Unlikely monkeypox outbreak will lead to pandemic, WHO says

FILE PHOTO - A section of skin tissue, harvested from a lesion on the skin of a monkey, that had been infected with monkeypox virus, is seen at 50X magnification on day four of rash development in 1968. CDC/Handout via REUTERS.

The World Health Organization does not believe the monkeypox outbreak outside Africa will lead to a pandemic, an official said on Monday, adding it remains unclear if infected people who are not displaying symptoms can transmit the disease.

More than 300 suspected and confirmed cases of monkeypox - a usually mild illness that spreads through close contact and can cause flu-like symptoms and pus-filled skin lesions - have been reported in May, mostly in Europe.

The WHO is considering whether the outbreak should be assessed as a "potential public health emergency of international concern" or PHEIC. Such a declaration, as was done for COVID-19 and Ebola, would help accelerate research and funding to contain the disease.

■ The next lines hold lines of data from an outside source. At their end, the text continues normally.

PR #1260, opened 2026-06-03
wallet: split account methods in multiple files

GustavoStingelin:
This change only splits the account methods across multiple files to prepare for the later ops interface refactor.

It does not change behavior or logic, it only reorganizes the existing code.


GustavoStingelin:
image

Copilot changed its pricing model, and I burned through my $40 plan yesterday, so I can't request more Copilot reviews right now.

yyforyongyu (commented):
LGTM 📁 (`deepseek-v4-pro`)

yyforyongyu:
LGTM 🧩 (`gpt-5.5`)

wallet/internal/db/itest/accountstore_createderived_test.go
```diff
@@ -0,0 +1,397 @@
...
+		)
+		require.NoError(t, err)
+		require.Equal(t, accountName, info.AccountName)
+		require.Equal(t, scope, info.KeyScope)
+	}
+}
+
+// TestCreateDerivedAccountSequentialNumbers verifies that derived accounts
+// within the same scope receive sequential account numbers starting from 0.
+func TestCreateDerivedAccountSequentialNumbers(t *testing.T) {
```
yyforyongyu, line 301: This itest split dropped a CreateDerivedAccount test without relocating it: `TestCreateDerivedAccountMaxAccountNumber` existed in the base `account_store_test.go` but is gone at the PR head, with no replacement anywhere under `wallet/internal/db/itest/` (a tree-wide grep for `MaxAccountNumber` / `ErrMaxAccountNumberReached` in the itest dir is empty). It was removed by `9794b227` — "split itest **GetAccount** tests" — i.e. a different op's split commit, which is why it slipped through rather than landing here alongside the other CreateDerivedAccount itests (`SequentialNumbers`, `Concurrent`, …).

The lost coverage is the end-to-end account-number **overflow boundary** against a real pg+sqlite store: it set the scope counter to `db.MaxAccountNumber`, asserted `CreateDerivedAccount` succeeds at exactly `MaxAccountNumber`, then asserted the next allocation fails with `db.ErrMaxAccountNumberReached`. What survives (`accountstore_createderived_test.go`'s `CreateDerivedAccountWithOps` unit test + `account_derive_test.go`) exercises the overflow only through mocked ops — it never drives the real SQL `AllocateAccountNumber`/counter path, so the cross-backend boundary is now unverified.

Please carry `TestCreateDerivedAccountMaxAccountNumber` into this file so the split stays coverage-preserving.

(`claude-opus-4-8[1m]`)

yyforyongyu: let's fix this in the followup PR cc @GustavoStingelin

yyforyongyu (approved):
LGTM!

wallet/internal/db/itest/accountstore_createderived_test.go
GustavoStingelin: https://github.com/btcsuite/btcwallet/pull/1261

PR #1385, opened 2026-09-15
wallet: classify initial account input errors

yyforyongyu:
## Summary

Give invalid initial-account creation inputs a stable `ErrWalletParams`
identity. Follow-up to #1328.

## Change Description

Wrap the existing key/network and address-type validation errors while
preserving their causes. Update the existing regression to use `ErrorIs`
instead of matching messages.

One commit, two files: 3 additions and 6 deletions. The signer-fixture repair
is now in `sql-wallet` and is no longer part of this PR.

Validation: wallet package tests, tagged integration compilation, wallet lint,
and commit/Go audits pass on the rebased revision.


Lrifton92 (commented):
Small and consistent with the rest of `createWallet`: the other parameter checks in `params.validate()` already return `ErrWalletParams`-wrapped errors, so the two pre-persistence account checks now get the same identity while keeping their cause via the double `%w` (fine with `go 1.25.11` in go.mod). I ran `TestManagerCreateRejectsInvalidInitialAccounts` at 8ebe27c and both cases pass.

Asked whether this monkeypox outbreak has the potential to grow into a pandemic, Rosamund Lewis, technical lead for monkeypox from the WHO Health Emergencies Programme said: "We don't know but we don't think so."

"At the moment, we are not concerned of a global pandemic," she said.

Once monkeypox has been contracted, the duration of the rash emerging and scabs falling off is recognised as the infectious period, but there is limited information on whether there is any spread of the virus by people who are not symptomatic, she added.

"We really don't actually yet know whether there's asymptomatic transmission of monkeypox - the indications in the past have been that this is not a major feature - but this remains to be determined, she said.

The strain of virus implicated in the outbreak is understood to kill a small fraction of those infected, but no deaths have been reported so far.

Most cases have cropped up in Europe rather than in the Central and West African countries where the virus is endemic, and are predominantly not linked to travel.

Scientists are therefore looking into what might explain this unusual surge of cases, while public health authorities suspect there is some degree of community transmission.

Some countries have begun to offer vaccines to close contacts of confirmed cases.